- Task to complete: Lines below that include the word "opened" should each be copied.

Dataset entries

┌────────

PR #314, opened 2016-12-09
added disabled property to button

Maxyme:
Added a property to set buttons to disabled and reverse.

### DIFF
--- a/flexx/ui/widgets/_button.py
+++ b/flexx/ui/widgets/_button.py
@@ -3,18 +3,18 @@
 Simple example:
 
 .. UIExample:: 50
-    
+
     b = ui.Button(text="Push me")
 
 
 Example with interaction:
 
 .. UIExample:: 200
-    
+
     from flexx import app, ui, event
-    
+
     class Example(ui.BoxPanel):
-        
+
         def init(self):
             with ui.VBox():
                 self.b1 = ui.Button(text='apple')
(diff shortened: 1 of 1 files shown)


flexx/ui/widgets/_button.py
```diff
@@ -115,11 +121,18 @@ def _init_phosphor_and_node(self):
...
-        
+
         @event.connect('text')
         def __text_changed(self, *events):
             self.node.innerHTML = events[-1].new_value
 
+        @event.connect('disabled')
+        def __disabled_changed(self, *events):
+            if events[-1].new_value:
+                self.node.setAttribute("disabled", "disabled")
```
ivoflipse: Setting `"disabled"` to `"disabled"` wouldn't that be a bool or does the value not matter anyway?

ivoflipse:
```
<input disabled />
<input disabled="" />
<input disabled="disabled" />
<input disabled="true" />
<input disabled="false" /> <!-- still disabled! -->
```
Guess the value indeed doesn't matter

Maxyme: it's a funny property:
https://developer.mozilla.org/en-US/docs/Web/API/Element/setAttribute

almarklein:
Thanks!

flexx/ui/widgets/_button.py
Korijn: It's just how HTML works :)

PR #317, opened 2016-12-11
SSL support for remotely running Jupyter notebooks

alexveden:
* app.init_notebook() fix added WSS to url
* TornadoServer  Comparing hostnames in case of Jupyter notebooks connecting_host and serving_host have same host names but different ports

### DIFF
--- a/flexx/_config.py
+++ b/flexx/_config.py
@@ -9,5 +9,6 @@ config = Config('flexx', '~appdata/.flexx.cfg',
                          'it is closed.'),
     ssl_certfile=('', str, 'cert file for https server.'),
     ssl_keyfile=('', str, 'key file for https server.'),
-    hosts_whitelist=('', str, 'Comma separated list of allowed <host>:<port> values to pass cross-origin checks.'),
+    hosts_whitelist=('', str, 'Comma separated list of allowed <host>:<port> '
+                              'values to pass cross-origin checks.'),
     )
--- a/flexx/_config.py
+++ b/flexx/_config.py
@@ -1,14 +1,14 @@
 from .util.config import Config
 
 config = Config('flexx', '~appdata/.flexx.cfg',
-    log_level=('info', str, 'The log level to use (DEBUG, INFO, WARNING, ERROR)'),
-    hostname=('localhost', str, 'The default hostname to serve apps.'),
-    port=(0, int, 'The default port to serve apps. Zero means auto-select.'),
-    webruntime=('', str, 'The default web runtime to use. Default is xul/browser.'),
-    ws_timeout=(20, int, 'If the websocket is idle for this amount of seconds, '
+                log_level=('info', str, 'The log level to use (DEBUG, INFO, WARNING, ERROR)'),
+                hostname=('localhost', str, 'The default hostname to serve apps.'),
+                port=(0, int, 'The default port to serve apps. Zero means auto-select.'),
+                webruntime=('', str, 'The default web runtime to use. Default is xul/browser.'),
+                ws_timeout=(20, int, 'If the websocket is idle for this amount of seconds, '
                          'it is closed.'),
-    ssl_certfile=('', str, 'cert file for https server.'),
-    ssl_keyfile=('', str, 'key file for https server.'),
-    hosts_whitelist=('', str, 'Comma separated list of allowed <host>:<port> '
+                ssl_certfile=('', str, 'cert file for https server.'),
+                ssl_keyfile=('', str, 'key file for https server.'),
+                host_whitelist=('', str, 'Comma separated list of allowed <host>:<port> '
                               'values to pass cross-origin checks.'),
-    )
+                )
--- a/flexx/_config.py
+++ b/flexx/_config.py
@@ -9,4 +9,5 @@ config = Config('flexx', '~appdata/.flexx.cfg',
                          'it is closed.'),
     ssl_certfile=('', str, 'cert file for https server.'),
     ssl_keyfile=('', str, 'key file for https server.'),
+    hosts_whitelist=('', str, 'Comma separated list of allowed <host>:<port> values to pass cross-origin checks.'),
     )
--- a/flexx/_config.py
+++ b/flexx/_config.py
@@ -1,14 +1,14 @@
 from .util.config import Config
 
 config = Config('flexx', '~appdata/.flexx.cfg',
-                log_level=('info', str, 'The log level to use (DEBUG, INFO, WARNING, ERROR)'),
-                hostname=('localhost', str, 'The default hostname to serve apps.'),
-                port=(0, int, 'The default port to serve apps. Zero means auto-select.'),
-                webruntime=('', str, 'The default web runtime to use. Default is xul/browser.'),
-                ws_timeout=(20, int, 'If the websocket is idle for this amount of seconds, '
-                         'it is closed.'),
-                ssl_certfile=('', str, 'cert file for https server.'),
-                ssl_keyfile=('', str, 'key file for https server.'),
-                host_whitelist=('', str, 'Comma separated list of allowed <host>:<port> '
-                              'values to pass cross-origin checks.'),
-                )
+            log_level=('info', str, 'The log level to use (DEBUG, INFO, WARNING, ERROR)'),
+            hostname=('localhost', str, 'The default hostname to serve apps.'),
+            port=(0, int, 'The default port to serve apps. Zero means auto-select.'),
+            webruntime=('', str, 'The default web runtime to use. Default is xul/browser.'),
+            ws_timeout=(20, int, 'If the websocket is idle for this amount of seconds, '
+                     'it is closed.'),
+            ssl_certfile=('', str, 'cert file for https server.'),
+            ssl_keyfile=('', str, 'key file for https server.'),
+            host_whitelist=('', str, 'Comma separated list of allowed <host>:<port> '
+                          'values to pass cross-origin checks.'),
+            )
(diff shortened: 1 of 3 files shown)


flexx/app/_funcs.py
```diff
@@ -189,7 +189,12 @@ def init_notebook():
     
     # We set session_id and app_name in a way that it does not end up
     # in exported notebook.
-    url = 'ws://%s:%i/flexx/ws/%s' % (host, port, session.app_name)
+    if config.ssl_certfile != '' or config.ssl_keyfile != '':
+        # Connect over SSL
+        url = 'wss://%s:%i/flexx/ws/%s' % (host, port, session.app_name)
+    else:
+        url = 'ws://%s:%i/flexx/ws/%s' % (host, port, session.app_name)
```
almarklein: Better use the same method as elsewhere, using `server.proto`:
```py
url = '%s://%s:%i/flexx/ws/%s' % (server.proto, host, port, session.app_name)
```

flexx/app/_tornadoserver.py
```diff
@@ -678,13 +678,18 @@ def check_origin(self, origin):
...
         if serving_hostname == 'localhost':
             return True  # Safe
         elif serving_hostname == '0.0.0.0':
             return True  # we cannot know if the origin matches
         elif serving_host == connecting_host:
             return True
+        elif serving_hostname == connecting_hostname:
+            # Comparing hostnames in case of Jupyter notebooks
+            # connecting_host and serving_host have same host names but different ports
+            return True
```
almarklein: Is this something that happens with https?

alexveden: Tornado refuses connection on same host but with different ports, this is common case with remote notebook.

almarklein: So, this is not specific to httpS?

flexx/app/_funcs.py
alexveden: > Better use the same method as elsewhere, using server.proto
I guess the proto property returns 'http' / 'https', but we need 'ws' and 'wss'. Am I wrong?

Korijn: Typically the websocket en http protocols are configured independently. A `server.ws_proto` attribute might make sense?

almarklein: What would be a use-case for using a mix of `http` and `https`? Would it not make sense to just use ssl everywhere if a certificate is available?

flexx/app/_tornadoserver.py
Korijn: CORS :) any connections established by JS (ajax, websocket) must be on the same Origin (protocol+hostname+port), unless the remote server explicitly permits your Origin to communicate with them.

alexveden: > The error should actually indicate this in the browser console: is that indeed the case @alexveden ?
Correct

Korijn: There appears to be some sort of whitelisting mechanism: https://github.com/jupyter/notebook/pull/493

alexveden: Maybe the better solution will be in comparison between config.hostname and connecting_hostname?

flexx/app/_funcs.py
almarklein: @alexveden ah, you're right. In that case: `proto = 'wss' if server.proto == 'https' else 'ws'`

flexx/app/_tornadoserver.py
alexveden: > Taking one step back, why is the port number different? I have not experienced this before, can we do something to use the same port?

Typically Jupyter notebook is running on 8888 port, and flexx backend is on 49xxx port, when you are trying to connect to WebSocket from running notebook the ports are different, so this lead to CORS checks failure.

almarklein: Ah, right, and I never get the error because I always try on localhost :)  This should be fixed. Looking into it.

almarklein: ah ... that wont work, of course. The browser is connected to the Jupyter server via `host:8888`. The server and kernel maintain a ZMQ connection. Flexx needs its own connection (between browser and kernel), and thus its own port. 

Did you use `config.hostname` to make Flexx use the same hostname as the Jupyter server? I guess that would be the way to do it, since AFAIK Flexx does not have a way (from inside the kernel) to know what hostname the server is using.

alexveden: >Did you use config.hostname to make Flexx use the same hostname as the Jupyter server?

Correct, I'm using this option to make it work on the remote server.

almarklein: What about this:
```py
    def check_origin(self, origin):
        """ Handle cross-domain access; override default same origin policy.
        """
        # http://www.tornadoweb.org/en/stable/_modules/tornado/websocket.html
        #WebSocketHandler.check_origin
        
        serving_host = self.request.headers.get("Host")
        serving_hostname, serving_port = serving_host.split(':', 1)
        connecting_host = urlparse(origin).netloc
        connecting_hostname, connecting_port = connecting_host.split(':', 1)
        
        # Whitelist of ports - only if interactive mode is on, e.g. notebook
        ok_ports = []
        if manager.has_app_name('__default__'):
            ok_ports = '80', '8888'
        
        if serving_hostname == 'localhost':
            return True  # Safe
        elif serving_host == connecting_host:
            return True  # Passed most strict test, hooray!
        elif serving_hostname == '0.0.0.0' and serving_port == connecting_port:
            return True  # We cannot know if the hostname matches
        elif serving_hostname == connecting_hostname and connecting_port in ok_ports:
            return True  # Hostnames match, and we find these ports ok
        else:
            logger.warn('Connection refused from %s' % origin)
            return False
```

alexveden: `if manager.has_app_name('__default__'):
            ok_ports = '80', '8888'`
this is ok, but ok_ports should be configurable from file, because if there are several instances of Jupyter server running they are serving different ports, for example 8889, 8890 and etc

almarklein: Make that `flexx.config.cors_whitelist`, which is a list of `"hostname:port"` strings. That way we also fix it for when the notebook server is on another machine ... "future ready" :)

thinking about enforcing the correct protocol too ... will update shortly

flexx/app/_tornadoserver.py
```diff
@@ -676,19 +676,17 @@ def check_origin(self, origin):
         #WebSocketHandler.check_origin
         
         serving_host = self.request.headers.get("Host")
-        serving_hostname = serving_host.split(':')[0]
-        connecting_host = urlparse(origin).netloc
-        connecting_hostname = connecting_host.split(':')[0]
+        serving_hostname = serving_host.split(':')[0].lower()
+        connecting_host = urlparse(origin).netloc.lower()
+
```
alexveden: I'm not sure about .lower() the host names, but I think it could be useful in some cases.

flexx/app/_tornadoserver.py
```diff
@@ -676,15 +676,18 @@ def check_origin(self, origin):
...
-        serving_hostname = serving_host.split(':')[0]
-        connecting_host = urlparse(origin).netloc
+        serving_hostname = serving_host.split(':')[0].lower()
+        connecting_host = urlparse(origin).netloc.lower()
+
         
         if serving_hostname == 'localhost':
             return True  # Safe
         elif serving_hostname == '0.0.0.0':
             return True  # we cannot know if the origin matches
```
almarklein: While you're in here, can you please add the test for equal ports for the `0.0.0.0` case as I wrote in the example?
I'll see what to do with the protocol at a later time.

flexx/app/_tornadoserver.py
```diff
@@ -676,15 +676,18 @@ def check_origin(self, origin):
...
         elif serving_host == connecting_host:
             return True
+        elif connecting_host in config.hosts_whitelist.lower():
```
almarklein: `connecting_host.lower()`? Or just make it case sensitive?

flexx/app/_tornadoserver.py
alexveden: Sure where is the test file located? Or I need to create new one?

flexx/app/_tornadoserver.py
almarklein: http://stackoverflow.com/questions/7666782/are-idn-domain-names-case-sensitive

My feeling is to leave the case. It might matter in some cases, and the "convenience" that we provide by making it insensitive is minimal.

flexx/_config.py
```diff
@@ -9,4 +9,6 @@
                          'it is closed.'),
     ssl_certfile=('', str, 'cert file for https server.'),
     ssl_keyfile=('', str, 'key file for https server.'),
+    hosts_whitelist=('', str, 'Comma separated list of allowed <host>:<port> '
+                              'values to pass cross-origin checks.'),
```
almarklein: Nitpicking, but I'd prefer `host_whitelist`, because "list" already implied plural, and googling it seems to suggests a few projects also using that name.

flexx/app/_tornadoserver.py
alexveden: Sorry, I'm not getting the point...

> elif serving_hostname == '0.0.0.0':

When serving_hostname can be 0.0.0.0?

almarklein: A socket (i.e. server) can bind to `0.0.0.0` which means that any connection is accepted that is targeting the machine (e.g. 'localhost' works, but also the IP for the LAN connection and the IP for the WLAN connection).

Anyway, I'll merge this now. I'm planning a few tweaks areound `flexx.app` anyway.

almarklein:
Thanks @alexveden !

└────────

- Result of this task:
PR #314, opened 2016-12-09
PR #317, opened 2016-12-11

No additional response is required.